**Task prompt:** Nothing is needed except the lines below that run from the one with "Fixes #2745" through the one with "--user-classes MyHttpUser AnotherUser", repeated exactly.

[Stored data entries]
# # # #
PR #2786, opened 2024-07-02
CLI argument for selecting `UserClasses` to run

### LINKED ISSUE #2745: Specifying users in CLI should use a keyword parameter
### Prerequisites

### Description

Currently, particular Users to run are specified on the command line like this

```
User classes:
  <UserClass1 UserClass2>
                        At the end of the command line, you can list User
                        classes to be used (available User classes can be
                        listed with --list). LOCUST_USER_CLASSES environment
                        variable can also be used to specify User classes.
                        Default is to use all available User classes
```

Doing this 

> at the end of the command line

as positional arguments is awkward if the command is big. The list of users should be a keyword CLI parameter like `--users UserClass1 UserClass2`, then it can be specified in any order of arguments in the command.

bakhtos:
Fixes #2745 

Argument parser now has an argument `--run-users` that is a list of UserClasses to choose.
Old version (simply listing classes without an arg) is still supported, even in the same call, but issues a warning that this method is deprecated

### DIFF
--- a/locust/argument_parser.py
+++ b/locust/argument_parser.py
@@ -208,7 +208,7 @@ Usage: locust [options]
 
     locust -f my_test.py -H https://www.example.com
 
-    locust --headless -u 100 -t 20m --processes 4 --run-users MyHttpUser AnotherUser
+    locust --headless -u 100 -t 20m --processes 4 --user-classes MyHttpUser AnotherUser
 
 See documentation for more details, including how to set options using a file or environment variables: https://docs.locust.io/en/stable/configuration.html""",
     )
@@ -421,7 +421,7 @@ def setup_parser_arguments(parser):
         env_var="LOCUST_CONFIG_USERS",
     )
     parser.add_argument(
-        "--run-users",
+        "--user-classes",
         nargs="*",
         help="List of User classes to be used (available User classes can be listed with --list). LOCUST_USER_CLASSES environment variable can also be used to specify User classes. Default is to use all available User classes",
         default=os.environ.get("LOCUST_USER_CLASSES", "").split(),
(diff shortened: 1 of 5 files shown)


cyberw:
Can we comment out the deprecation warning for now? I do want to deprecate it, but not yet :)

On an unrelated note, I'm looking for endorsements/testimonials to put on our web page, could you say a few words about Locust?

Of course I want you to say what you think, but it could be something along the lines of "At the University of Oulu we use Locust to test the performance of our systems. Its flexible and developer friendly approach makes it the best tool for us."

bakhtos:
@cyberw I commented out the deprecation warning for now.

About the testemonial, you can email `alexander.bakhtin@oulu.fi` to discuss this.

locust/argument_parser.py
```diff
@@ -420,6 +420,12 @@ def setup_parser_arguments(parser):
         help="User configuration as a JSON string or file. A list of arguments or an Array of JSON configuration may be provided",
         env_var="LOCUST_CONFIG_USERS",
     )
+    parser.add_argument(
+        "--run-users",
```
# # # #
**Task answer:**
Fixes #2745 

Argument parser now has an argument `--run-users` that is a list of UserClasses to choose.
Old version (simply listing classes without an arg) is still supported, even in the same call, but issues a warning that this method is deprecated

### DIFF
--- a/locust/argument_parser.py
+++ b/locust/argument_parser.py
@@ -208,7 +208,7 @@ Usage: locust [options]
 
     locust -f my_test.py -H https://www.example.com
 
-    locust --headless -u 100 -t 20m --processes 4 --run-users MyHttpUser AnotherUser
+    locust --headless -u 100 -t 20m --processes 4 --user-classes MyHttpUser AnotherUser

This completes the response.